2. **Stage 2 - Distilling:** The collected data undergoes two parallel filtering processes before being used for "DeepSeek-R1 Distilling."
* **Dedup (Deduplication):** Uses embedding models (like m3e, gte, bge) and similarity engines (like faiss, trt) to identify and remove duplicate or near-duplicate entries.
* **Select Rules:** Applies multiple filters to curate the dataset. This includes removing test cases without reference answers, and selecting based on difficulty, quality, language, and category.
3. **Stage 3 - Rejection Sampling:** The distilled dataset is further refined using three evaluation methods to reject low-quality samples.
* **Rule-Based:** Applies heuristic rules concerning n-grams, length, format, and safety.
* **Model-Based:** Uses a Reward Model to score responses on dimensions like correctness, verbosity, coherence, complexity, and helpfulness. It also employs an "LLM-as-a-judge" for evaluation.
* **Verify-Based:** Uses executable environments for verification: a "Code sandbox" for programming tasks and "Math verify" for mathematical problems.
### Key Observations
* **Process-Oriented:** The diagram is purely a process flowchart. It contains no numerical data, charts, or quantitative metrics. Its purpose is to outline the methodology, not present results.
* **Typographical Error:** The label "Infomation" in the first panel is a clear misspelling of "Information."
* **Technical Specificity:** The diagram names specific tools and models (e.g., faiss, m3e, gte, bge), indicating a concrete technical implementation rather than a conceptual overview.

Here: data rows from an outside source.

Issue #596, opened 2019-03-08
Incorrect/inconsistent docker/config.json path lookup


mtrmac:
- If the user specifies `SystemContext.AuthFilePath`, we should not be checking the home directory
- <s>It’s surprising that `GetAuthentication` and `GetUserLoggedIn` use different sets of paths.</s>

rhatdan:
Since the PR Is merged, I am closing this issue.

mtrmac:
The home directory aspect is still outstanding.

PR #333, opened 2017-08-29
Add authentication package to containers/image/pkg

umohnani8:
This package is used in authenticating a user for kpod login
and can be used for authentication in kpod push, pull etc.

Signed-off-by: umohnani8 <umohnani@redhat.com>

PR #597, opened 2019-03-08
pkg/docker/config: Deprecate GetUserLoggedIn

wking:
And refactor it to use `GetAuthentication`, which is just as convenient for callers.  This also removes the lookup differences between lookup logic between the two functions (e.g. `GetUserLoggedIn` used to ignore `DockerAuthConfig`).

Spun off from #588 [here][1] and #596.

[1]: https://github.com/containers/image/commit/480020500db2b2ca5ab850c6657a5df4d0b98904#diff-45d77e7dc3a84219aeb2aaad81b6bf96R298

### DIFF
--- a/pkg/docker/config/config.go
+++ b/pkg/docker/config/config.go
@@ -85,21 +85,6 @@ func GetAuthentication(sys *types.SystemContext, registry string) (string, strin
 	return "", "", nil
 }
 
-// GetUserLoggedIn returns the username logged in to registry from either
-// auth.json or XDG_RUNTIME_DIR
-// Used to tell the user if someone is logged in to the registry when logging in
-func GetUserLoggedIn(sys *types.SystemContext, registry string) (string, error) {
-	path, err := getPathToAuth(sys)
-	if err != nil {
-		return "", err
-	}
-	username, _, _ := findAuthentication(registry, path, false)
-	if username != "" {
-		return username, nil
-	}
-	return "", nil
-}
-
 // RemoveAuthentication deletes the credentials stored in auth.json
 func RemoveAuthentication(sys *types.SystemContext, registry string) error {
 	return modifyJSON(sys, func(auths *dockerConfigFile) (bool, error) {


vrothberg:
Need to update containers/image to reflect the latest changes in containers/storage:
```
# github.com/containers/image/storage
storage/storage_image.go:735:55: not enough arguments in call to s.imageRef.transport.store.SetImageBigData
	have (string, string, []byte)
	want (string, string, []byte, func([]byte) (digest.Digest, error))
```

Code LGTM :+1: Thanks, @wking !

mtrmac:
If we are doing this, I’d just remove the method; a `logrus.Warn` is not really wanted by the callers and it’s not actionably by end users.

I do need to check the earlier history of the code (notably https://github.com/containers/image/pull/333 ), the different handling and/or the `.docker` fallback mentioned in #596 might actually have been intentional — I can’t remember any more.

wking:
> If we are doing this, I’d just remove the method...

I've pushed ee8c757 -> e64a79b, removing it.

> I do need to check the earlier history of the code (notably #333 ), the different handling and/or the `.docker` fallback mentioned in #596 might actually have been intentional...

I checked, and saw no discussion in either the commit message or pull request that motivated the different lookup logic.  You can obviously still check for yourself too ;).

vrothberg:
@wking would you rebase, so we can merge it? Note that `podman-login` uses `GetUserLoggedIn()` and must be updated accordingly when we vendor containers/image over there (Cc @baude @mheon).

rhatdan:
@wking ping...

vrothberg:
I am updating this PR, so we can merge it.

vrothberg:
Note to ourselves, we must update Podman (and Buildah?) afterward.

vrothberg:
Fixes: https://github.com/containers/image/issues/596

vrothberg:
LGTM, @mtrmac @rhatdan PTAL

rhatdan:
LGTM

lio24:
I need window 10 to download docker on my PC

PR #52, opened 2016-08-17
Implement a lookaside storage for signatures of images in Docker registries

mtrmac:
Allows configuring `sigstore` (for RW) and `sigstore-write` (write-only) for images/repositories/namespaces/registries in `atomic.conf`.
    
If configured, uses them to store signatures in the `docker:` transport.

This works fine for `file://` sigstore URLs, for read-only `http://` and `https://` `sigstore` URLs, and is at best a skeleton for writing to `http://` / `https://` (no authentication, to start). So, with this, pushing signatures to remote Docker registries is still not reasonably possible, but at least you can push to a `file://` pointing to a webroot of a sigstore served to the public over HTTP. (Or you can configure `sigstore` to point to HTTP to pull from the same sources as your users, and `sigstore-write` to the webroot.)

Does not deal with any kind of discovery, the lookaside needs to be manually configured in advance.

This pulls in #49 for `types.SystemContext` and significantly extends it, adding a generic `RootForImplicitAbsolutePaths` and adding a `SystemContext` parameter to `types.NewImage{,Source,Destination}` as tentatively discussed in #41 . (Also note that we now implicitly use the `ATOMIC_CONF` environment variable, for compatibility with `projectatomic/atomic`). I will rebase as necessary.

Parsing `atomic.conf` here in generic is admittedly fairly ugly, but perhaps still better than defining an interface for this and requiring `skopeo` to implement that…

More details are in commit messages.

PR #598, opened 2019-03-09
docker/docker_client: Drop redundant Domain(ref.ref) call

wking:
There have been redundant calls here since two `ref.ref.Hostname()` calls were added in aaedc642 (#52).  At that point the two calls were separated by a `dockerHostname` check which could have been shifted by two lines to avoid the doubled function calls.  But in f28367e1 (#333) the `dockerHostname` check moved to a separate function entirely (`newDockerClientWithDetails`) while the `Domain()` calls remained together in `newDockerClientFromRef`.  So now there is no longer any reason for the second call, and this pull request drops it.


vrothberg:
Good catch, @wking!
LGTM

mtrmac:
LGTM pending tests.  Thanks!

wking:
Heh, Travis couldn't find the build :p.  Rebased onto master with 5683b91 -> 9e941c2 to trigger another round of tests.

PR #474, opened 2018-07-05
Make it easier for CONTRIBUTORS to find information

rhatdan:
Signed-off-by: Daniel J Walsh <dwalsh@redhat.com>

PR #600, opened 2019-03-09
README: Drop '**' from "Contributing" header

wking:
These are from f4d6188f (#474).  I dunno if they were intentional or not, but I thought they might be footnote markers so I scrolled down to the bottom of the README looking for a footnote.  Remove them to save other people from that same confusion ;).


vrothberg:
LGTM, thanks @wking!

CI flakes are entirely unrelated to this PR.

PR #1968, opened 2023-05-29
WIP:  Only obtain a bearer token once at a time

mtrmac:
Currently, on pushes, we can start several concurrent layer pushes; each one will check for a bearer token in `tokenCache`, find none, and ask the server for one, and then write it into the cache.

So, we can hammer the server with 6 basically-concurrent token requests. That's unnecessary, slower than just asking once, and potentially might impact rate limiting heuristics.

Instead, serialize writes to a bearerToken so that we only have one request in flight at a time.

This does not apply to pulls, where the first request is for a manifest, which obtains a token, so subsequent concurrent layer pulls will not request a token again.

WIP: Clean up the debugging log entries.

### DIFF
--- a/docker/docker_client.go
+++ b/docker/docker_client.go
@@ -760,20 +760,18 @@ func (c *dockerClient) obtainBearerToken(ctx context.Context, challenge challeng
 		token, inCache = c.tokenCache[cacheKey]
 	}()
 	if !inCache || time.Now().After(token.expirationTime) {
-		var (
-			t   *bearerToken
-			err error
-		)
+		token = &bearerToken{}
+
+		var err error
 		if c.auth.IdentityToken != "" {
-			t, err = c.getBearerTokenOAuth2(ctx, challenge, scopes)
+			err = c.getBearerTokenOAuth2(ctx, token, challenge, scopes)
 		} else {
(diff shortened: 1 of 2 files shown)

* **Comprehensive Filtering:** The pipeline employs a multi-faceted approach to data quality, moving from broad collection rules to specific deduplication, attribute-based selection, and finally, multi-method rejection sampling.
### Interpretation
This diagram outlines a sophisticated data curation pipeline designed to create a high-quality training dataset for the "DeepSeek-R1" model. The process emphasizes **quality over quantity**.
* **The "Why":** The multi-stage filtering (Distilling + Rejection Sampling) suggests that the initial raw data is noisy or varied. The goal is to distill it down to a core set of high-value examples that are diverse (by domain/category), challenging (by difficulty), correct (via reference answers and verification), and well-formed (via rule and model-based checks).
* **Relationship Between Stages:** The stages are interdependent. "Raw Data Collection" defines the input universe. "Distilling" performs coarse-grained filtering to manage scale and remove obvious duplicates and low-relevance items. "Rejection Sampling" performs fine-grained, often computationally expensive, quality assessment on the remaining data to ensure only the best examples are used for model training.
* **Notable Methodology:** The inclusion of "Response With Reasoning Chains" as a primary data type and "LLM-as-a-judge" as an evaluation method indicates a focus on training the model for **chain-of-thought reasoning** and complex problem-solving, not just final answer accuracy. The "Verify-Based" methods (Code sandbox, Math verify) add a layer of objective, ground-truth validation that is crucial for technical domains like math and coding.
In essence, this pipeline is engineered to transform large, heterogeneous raw data into a refined, high-signal dataset capable of teaching a model robust reasoning and problem-solving skills.